Каждый вдох и выдох равен Моне Лизе - стр. 27
Я уже поняла, что в мире совриска не принято объяснять свои действия – только «комментировать» непонятное еще более невразумительным, но все равно стала искать ответы в тексте. Там подробно описывалось, как исполнить акцию: «Материалом может служить все: люди, животные, растения, еда, пространство, движение, шумы, запахи, свет, огонь, холод, тепло, ветер, пыль, пар, газ, события, культура и спорт. Художник беспощадно исследует все возможности материала, погружается в неистовый вихрь действия и оказывается в реальности без преград – ведет себя как полоумный и пользуется привилегиями юродивого. Художник и сам становится материалом, пока спотыкается, заикается, бормочет, мямлит, сюсюкает, стонет, задыхается, орет, смеется, плюется, кусается и катается в материале». Ну хорошо, эта инструкция описывала, как «заглянуть за черту», но не объясняла зачем.
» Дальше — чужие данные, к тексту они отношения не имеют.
PR #301, opened 2019-04-11
update rs-es and navitia_model

kinnou02:
rs-es has been update to use [reqwest](https://docs.rs/reqwest/0.9.14/reqwest/)
in place of hyper directly. This update allows us to move from the very old hyper that was used :tada:
Reqwest look a lot like hyper 0.10, so there is only a few changes that are mostly cosmetics.

navitia_model has been renamed in `transit_model` and is not published on crates.io.

### DIFF
--- a/libs/mimir/src/rubber.rs
+++ b/libs/mimir/src/rubber.rs
@@ -73,7 +73,7 @@ lazy_static::lazy_static! {
     .unwrap();
 }
 
-fn do_req(resp: reqwest::Response) -> Result<reqwest::Response, EsError> {
+fn check_response(resp: reqwest::Response) -> Result<reqwest::Response, EsError> {
     let mut resp = resp;
     let status = resp.status();
     match status {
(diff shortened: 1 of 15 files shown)


libs/mimir/src/rubber.rs
```diff
@@ -73,11 +73,20 @@ lazy_static::lazy_static! {
     .unwrap();
 }
 
+fn do_req(resp: reqwest::Response) -> Result<reqwest::Response, EsError> {
+    let mut resp = resp;
+    let status = resp.status();
+    match status {
+        StatusCode::OK | StatusCode::CREATED | StatusCode::NOT_FOUND => Ok(resp),
+        _ => Err(EsError::from(&mut resp)),
```
antoine-de: by curiosity, do you know why the EsError mutate the response ?

I'm not a fan of the name of the function. `check_response` ? `wrap_response`  ?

Основатель движения, художник Отто Мюль (автор цветка в венерином заду), высказался так:
«Эстетика навозной кучи – моральное средство против конформизма, материализма и глупости». Ритуальное заклинание. Ясно, что ничего не ясно. Зато в одном из последних интервью Мюль описал движущую им силу всего в четырех словах: «Мне нравится проклинать людей».
Вот теперь ясно. Человеку нравится проклинать людей. Люди привыкли быть проклятыми со времен Эдема. Повозмущались для приличия – и растащили проклятия по музеям, сложили в копилку вечности.
Я закрыла книжку со смутным желанием спустить ее в мусоропровод, но вспомнила, что заперта. Сколько времени я провела в аду проклятий? На ужин я, очевидно, не попадала. Что я скажу? «Где ты была?» – «О, я отлично провела время в обществе гладильной доски!» А если никто не явится и мне придется здесь ночевать? В конце концов, прачечная – не кухня, люди могут обходиться без стирки сутки и больше. Может, покричать? А на каком языке кричать? И что?
Я представила, как превращаюсь в местную сумасшедшую, которая пропустила ужин с куратором, потому что застряла в прачечной и одичала там, издавая истошные вопли, пока ее не спасли уборщицы, враги искусства.
Я очнулась на полу прачечной, как мне показалось, от столетнего сна, когда дверь распахнулась и в проеме появилась фигура, облаченная таким ослепительным сиянием, что я заслонила глаза рукой, как вампир.
– Я – затмение, – произнес темный силуэт.
– …да, очень похоже. Ты стоишь против света…
– Нет, меня так зовут. Мое имя переводится как Осеннее Затмение.
– Как прекрасно. А мое имя переводится как Свет.
Это звучало как начало удивительной дружбы.
5
Полуночники
Я прозвала ее Шанхайской Принцессой, потому что она была местной и красивой. До встречи с ней поэтичные описания из китайской литературы типа «она была прекрасна, как цветок абрикоса, увлажненный легким туманом» я воспринимала как культурные коды женской красоты вообще. Но вот же – передо мной была ожившая метафора, из плоти и крови. От нее исходило спокойствие совершенства, которое облагораживало собой все вокруг. Даже корзина с бельем в ее руках превращалась в корзину с бельем и вечной, возвышенной красотой.
Ее первым вопросом было не «что ты здесь делаешь?» и не «давно ли ты спишь на полу прачечной?», а «кто ты по гороскопу?» Она просто начала светскую беседу, элегантными движениями загружая белье в стирку, как будто ничего другого и не ожидала тут увидеть.